Angst In August


“What’s wrong?” 

That was the first question Joe, my partner, asked me the other day.  At first, I didn’t think anything was wrong, other than I felt a little sluggish and unmotivated to do anything.  Then I looked at the calendar.  August. 

I’m quite conflicted when it comes to the 8th month of the year.  I know it’s still summer, which I’m thrilled about, but inside I feel dread and sadness, as if the clock has begun ticking on the garden around me.   And once that thought takes hold, all other melancholic ideas start to sprout.  To put it simply, I’m summer saturated.

For starters, everything in the yard looks overgrown.  The Sunflowers can’t stretch any higher, and they are so crowded and top heavy that they are all falling over at odd slants.  The leaves on the trees are dull green.  Most of the annuals look tired.  The grass is burnt.   The Hydrangea flower heads have started to fade away.  Everything looks sloppy.  My impulse is to go out there and rip everything out of the ground and start all over again with new seedlings.  But that would be ridiculous.  As it is, the days of these plants are already numbered.

Then there is the change in shadow.  As the Earth and Sun have done their celestial dance on the way to the autumnal equinox, I have noticed that where there once was sun, there is now shade.  Just ask the Gazanias.  A week ago, they basked in hours and hours of summer sun.  Now, the shadow of the house lingers a little longer over their bed.

And let’s not forget about the quiet changes in weather.  While the days are still warm, nighttime temperatures have begun their subtle decline.  On some mornings, I can smell the faintest whisp of fall in the air. 

That is, perhaps, where most of my hostility toward August stems from: I know what’s coming.  Leaves will start to change, tropicals will have to be dug and stored for the winter, terracotta pots will need to be cleaned and packed away,  nights will become longer.  I can practically feel Light Deprivation Disorder bubbling up.

Maybe what August needs is a holiday.  Right now, the month sits between Independence Day and Labor Day — two perfectly patriotic days to have a barbecue.  While August is National Goat Cheese Month, where’s the parade?  Where’s the Charlie Brown and Peanuts August special?  Where’s the jolly cheesemaker and his sack of goat-cheese filled treats to give to good boys and girls?  

Clearly, August has nothing.  Instead, the month lives in the shadow of its 11 brothers and sisters, each one with its own special holiday —  New Year’s Day, Valentine’s Day, St. Patrick’s Day, Easter/Passover, Mother’s Day, Memorial Day, Father’s Day, July 4th, Labor Day, Halloween, Thanksgiving, Christmas/Chanukkah.  Even the changing of the seasons avoid these 31 days of summer doldrums.  Apparently, August is Jan Brady.

It’s actually amazing, when you think about it, that August just doesn’t run away.  I mean, how much can one month take? 

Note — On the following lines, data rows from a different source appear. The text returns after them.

PR #9254, opened 2021-06-27
Add fat/universal archive support to zig ld

### LINKED ISSUE #9250: zig ld: ability to link against universal static libraries
Problem: Some libraries on macOS are distributed as universal binaries that might be the only option to link against - even when building for a single architecture.

Solution: Support linking against universal binaries

Universal binaries on macOS work by embedding the data for multiple libraries (one for each arch)  into a single file - with a "fat" header to provide the offsets for each of these. 

This problem has already been solved for dynamic libraries (see #9169 & #9179) - I imagine the same solution should be extendable to static libraries & shared code factored-out.

moosichu:
Resolves #9250 

This is an extension of adding fat dylib support to zig ld, pulling out
the functionality needed to support fat headers & offsets and applying
it to zig archives.

### DIFF
--- a/src/link/MachO/Dylib.zig
+++ b/src/link/MachO/Dylib.zig
@@ -1,7 +1,6 @@
 const Dylib = @This();
 
 const std = @import("std");
-const builtin = std.builtin;
 const assert = std.debug.assert;
 const fs = std.fs;
 const fmt = std.fmt;
@@ -9,7 +8,7 @@ const log = std.log.scoped(.dylib);
 const macho = std.macho;
 const math = std.math;
 const mem = std.mem;
-const native_endian = builtin.target.cpu.arch.endian();
+const fat = @import("fat.zig");
 
 const Allocator = mem.Allocator;
 const Arch = std.Target.Cpu.Arch;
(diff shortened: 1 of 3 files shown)


moosichu:
@kubkon I managed to get cross-compilation working on my Linux machine & link with frameworks.

Please see: https://github.com/ziglang/zig/pull/9262 for a couple of other issues I had to resolve to get that running as well.

I can confirm that this PR works and does what it says on the tin.

LemonBoy:
Don't forget to run `zig fmt` on your code, the CI is failing because of that.

src/link/MachO/Dylib.zig
```diff
@@ -258,7 +225,7 @@ pub fn parse(self: *Dylib) !void {
         return error.NotDylib;
     }
 
-    const this_arch: Arch = decodeArch(self.header.?.cputype) catch |err| switch (err) {
+    const this_arch: Arch = fat.decodeArch(self.header.?.cputype, true) catch |err| switch (err) {
         error.UnsupportedCpuArchitecture => |e| {
             log.err("unsupported cpu architecture 0x{x}", .{self.header.?.cputype});
```
kubkon, line 230: Isn't it that we will duplicate the error log here given that you want `decodeArch` to print the error message in case an error?

src/link/MachO/fat.zig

The compassionate side of me wants to give August credit for being a strong month, surviving against all odds in a family of so many wonderful months — wants to give credit, until I think of this blog, which adds one more anxiety into my mix.  What does a garden blogger write about when winter has stolen the garden?  I hope I have enough words to keep me and others interested over the cold, dark months ahead.   And if I don’t, let’s be clear: I’m going to blame it all on the month that started it — August.

 

13 thoughts on “Angst In August

  1. Amen, brother. I feel the same way. And yet we have three good gardening months left with beautiful weather, so I’ll get over it.

    • Hi. I’m always jealous of gardeners who can still practice in winter. Seeing green and getting my hands dirty will have to wait until the thaw. The potting shed helps, though. By the way, thank you so much for being the first person to click the “like” button. Your feedback means a lot.

  2. Here in SC, it’s been August for the last three months. Record setting summer. All you can do, is be there when they die. Hold their tiny little plant hands. Love your blog–you have some beautiful flowers that are doing well, based on your last blooming update, so you must be doing something right!

    • The heat has been tremendous, and as much as I love it, it does take its toll. As for the flowers doing well, that’s the result of a one-man water brigade and rain dancing, although I haven’t been too successful with the latter. Thanks for your kind words.

    • Hi Tracy. Thanks for the positive feedback. Yes, August needs some help, a makeover of some kind. Maybe Clinton Kelly and Stacy London can do some sort of intervention. Hmmmmm.

  3. I get that feeling of melancholy in August, too. I start counting the remaining buds on the daylilies and mourning the flowers that won’t bloom again until next year. Because I teach, the August doldrums are heightened by the fact that Aug. 1 brings on panic attacks about all the preparation for fall courses that hasn’t been completed yet.

    • I also work in a school, and my anxiety nightmares have already begun. . . Enjoy what’s left of the vacation and the summer. The school bell will be ringing before you know it.